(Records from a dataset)
**********

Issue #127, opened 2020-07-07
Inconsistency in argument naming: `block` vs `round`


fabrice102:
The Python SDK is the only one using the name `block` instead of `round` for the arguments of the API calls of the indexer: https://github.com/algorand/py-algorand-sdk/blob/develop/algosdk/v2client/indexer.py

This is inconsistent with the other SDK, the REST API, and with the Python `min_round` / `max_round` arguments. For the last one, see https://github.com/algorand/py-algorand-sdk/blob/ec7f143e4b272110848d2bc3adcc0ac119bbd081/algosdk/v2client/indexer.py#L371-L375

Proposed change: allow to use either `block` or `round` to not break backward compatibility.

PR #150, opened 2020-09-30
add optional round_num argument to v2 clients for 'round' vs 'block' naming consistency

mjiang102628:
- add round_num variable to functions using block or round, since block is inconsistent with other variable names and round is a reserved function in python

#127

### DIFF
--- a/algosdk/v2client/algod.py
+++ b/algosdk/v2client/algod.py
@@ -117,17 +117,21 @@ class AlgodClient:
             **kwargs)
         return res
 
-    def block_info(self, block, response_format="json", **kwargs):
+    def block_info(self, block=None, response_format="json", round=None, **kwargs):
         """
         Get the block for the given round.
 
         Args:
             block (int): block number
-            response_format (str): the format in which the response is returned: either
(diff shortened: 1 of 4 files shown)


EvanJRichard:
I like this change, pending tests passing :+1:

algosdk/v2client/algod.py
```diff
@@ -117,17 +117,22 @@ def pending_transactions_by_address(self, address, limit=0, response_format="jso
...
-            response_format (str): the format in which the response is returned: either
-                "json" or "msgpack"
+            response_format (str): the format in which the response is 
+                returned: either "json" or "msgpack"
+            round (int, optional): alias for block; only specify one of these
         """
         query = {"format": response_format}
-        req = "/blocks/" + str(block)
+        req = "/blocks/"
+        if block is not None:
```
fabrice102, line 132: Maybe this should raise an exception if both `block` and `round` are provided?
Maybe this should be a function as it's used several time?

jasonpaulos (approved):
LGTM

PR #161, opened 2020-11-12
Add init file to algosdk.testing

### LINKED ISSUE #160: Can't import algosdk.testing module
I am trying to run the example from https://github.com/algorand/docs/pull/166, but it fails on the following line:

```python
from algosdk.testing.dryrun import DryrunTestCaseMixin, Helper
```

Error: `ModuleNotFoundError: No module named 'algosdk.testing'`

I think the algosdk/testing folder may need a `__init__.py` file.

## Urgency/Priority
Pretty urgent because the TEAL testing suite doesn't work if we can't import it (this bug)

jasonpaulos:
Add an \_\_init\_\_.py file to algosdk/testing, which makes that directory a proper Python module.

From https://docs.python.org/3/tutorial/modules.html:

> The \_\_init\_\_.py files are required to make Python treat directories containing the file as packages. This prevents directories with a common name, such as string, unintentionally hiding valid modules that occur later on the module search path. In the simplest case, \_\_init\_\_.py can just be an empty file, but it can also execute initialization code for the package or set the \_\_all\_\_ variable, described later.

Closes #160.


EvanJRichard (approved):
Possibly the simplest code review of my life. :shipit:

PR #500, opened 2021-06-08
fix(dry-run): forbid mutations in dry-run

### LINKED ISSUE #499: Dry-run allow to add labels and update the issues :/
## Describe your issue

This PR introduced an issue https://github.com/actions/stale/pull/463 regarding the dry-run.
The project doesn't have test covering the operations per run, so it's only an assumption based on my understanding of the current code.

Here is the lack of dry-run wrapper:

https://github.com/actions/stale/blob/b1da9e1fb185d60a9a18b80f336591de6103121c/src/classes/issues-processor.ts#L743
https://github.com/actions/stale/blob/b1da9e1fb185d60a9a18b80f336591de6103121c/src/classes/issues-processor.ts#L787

**********

- TASK DIRECTIONS -
Repeat each record verbatim.

- EXPECTED ANSWER -
Issue #127, opened 2020-07-07
Inconsistency in argument naming: `block` vs `round`


fabrice102:
The Python SDK is the only one using the name `block` instead of `round` for the arguments of the API calls of the indexer: https://github.com/algorand/py-algorand-sdk/blob/develop/algosdk/v2client/indexer.py

This is inconsistent with the other SDK, the REST API, and with the Python `min_round` / `max_round` arguments. For the last one, see https://github.com/algorand/py-algorand-sdk/blob/ec7f143e4b272110848d2bc3adcc0ac119bbd081/algosdk/v2client/indexer.py#L371-L375

Proposed change: allow to use either `block` or `round` to not break backward compatibility.

PR #150, opened 2020-09-30
add optional round_num argument to v2 clients for 'round' vs 'block' naming consistency

mjiang102628:
- add round_num variable to functions using block or round, since block is inconsistent with other variable names and round is a reserved function in python

#127

### DIFF
--- a/algosdk/v2client/algod.py
+++ b/algosdk/v2client/algod.py
@@ -117,17 +117,21 @@ class AlgodClient:
             **kwargs)
         return res
 
-    def block_info(self, block, response_format="json", **kwargs):
+    def block_info(self, block=None, response_format="json", round=None, **kwargs):
         """
         Get the block for the given round.
 
         Args:
             block (int): block number
-            response_format (str): the format in which the response is returned: either
(diff shortened: 1 of 4 files shown)


EvanJRichard:
I like this change, pending tests passing :+1:

algosdk/v2client/algod.py
```diff
@@ -117,17 +117,22 @@ def pending_transactions_by_address(self, address, limit=0, response_format="jso
...
-            response_format (str): the format in which the response is returned: either
-                "json" or "msgpack"
+            response_format (str): the format in which the response is 
+                returned: either "json" or "msgpack"
+            round (int, optional): alias for block; only specify one of these
         """
         query = {"format": response_format}
-        req = "/blocks/" + str(block)
+        req = "/blocks/"
+        if block is not None:
```
fabrice102, line 132: Maybe this should raise an exception if both `block` and `round` are provided?
Maybe this should be a function as it's used several time?

jasonpaulos (approved):
LGTM

PR #161, opened 2020-11-12
Add init file to algosdk.testing

### LINKED ISSUE #160: Can't import algosdk.testing module
I am trying to run the example from https://github.com/algorand/docs/pull/166, but it fails on the following line:

```python
from algosdk.testing.dryrun import DryrunTestCaseMixin, Helper
```

Error: `ModuleNotFoundError: No module named 'algosdk.testing'`

I think the algosdk/testing folder may need a `__init__.py` file.

## Urgency/Priority
Pretty urgent because the TEAL testing suite doesn't work if we can't import it (this bug)

jasonpaulos:
Add an \_\_init\_\_.py file to algosdk/testing, which makes that directory a proper Python module.

From https://docs.python.org/3/tutorial/modules.html:

> The \_\_init\_\_.py files are required to make Python treat directories containing the file as packages. This prevents directories with a common name, such as string, unintentionally hiding valid modules that occur later on the module search path. In the simplest case, \_\_init\_\_.py can just be an empty file, but it can also execute initialization code for the package or set the \_\_all\_\_ variable, described later.

Closes #160.


EvanJRichard (approved):
Possibly the simplest code review of my life. :shipit:

PR #500, opened 2021-06-08
fix(dry-run): forbid mutations in dry-run

### LINKED ISSUE #499: Dry-run allow to add labels and update the issues :/
## Describe your issue

This PR introduced an issue https://github.com/actions/stale/pull/463 regarding the dry-run.
The project doesn't have test covering the operations per run, so it's only an assumption based on my understanding of the current code.

Here is the lack of dry-run wrapper:

https://github.com/actions/stale/blob/b1da9e1fb185d60a9a18b80f336591de6103121c/src/classes/issues-processor.ts#L743
https://github.com/actions/stale/blob/b1da9e1fb185d60a9a18b80f336591de6103121c/src/classes/issues-processor.ts#L787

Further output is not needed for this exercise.